## TRY IT
Return exactly the span of lines in the following data that opens with the line containing "It is no more" and closes with the line containing "Thanks @izackp !". Include nothing else.
++++ LISTED RECORDS ++++
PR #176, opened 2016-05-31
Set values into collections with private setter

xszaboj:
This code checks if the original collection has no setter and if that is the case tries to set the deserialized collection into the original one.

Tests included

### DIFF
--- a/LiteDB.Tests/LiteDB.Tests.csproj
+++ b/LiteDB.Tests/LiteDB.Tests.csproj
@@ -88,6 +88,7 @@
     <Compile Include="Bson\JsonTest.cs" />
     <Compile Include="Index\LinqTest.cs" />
++++
++++ LISTED RECORDS ++++
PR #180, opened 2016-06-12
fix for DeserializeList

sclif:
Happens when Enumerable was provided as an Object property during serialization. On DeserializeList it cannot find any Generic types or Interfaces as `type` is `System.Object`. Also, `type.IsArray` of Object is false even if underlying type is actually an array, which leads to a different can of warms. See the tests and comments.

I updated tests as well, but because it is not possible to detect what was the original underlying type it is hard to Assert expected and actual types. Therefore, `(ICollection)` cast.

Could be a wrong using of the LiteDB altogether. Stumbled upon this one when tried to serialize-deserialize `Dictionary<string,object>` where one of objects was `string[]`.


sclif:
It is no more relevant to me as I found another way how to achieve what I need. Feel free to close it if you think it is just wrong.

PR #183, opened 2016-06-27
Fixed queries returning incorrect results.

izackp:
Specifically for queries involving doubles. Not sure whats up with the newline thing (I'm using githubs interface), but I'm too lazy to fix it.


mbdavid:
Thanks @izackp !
++++
## COMPLETED EXERCISE
It is no more relevant to me as I found another way how to achieve what I need. Feel free to close it if you think it is just wrong.

PR #183, opened 2016-06-27
Fixed queries returning incorrect results.

izackp:
Specifically for queries involving doubles. Not sure whats up with the newline thing (I'm using githubs interface), but I'm too lazy to fix it.


mbdavid:
Thanks @izackp !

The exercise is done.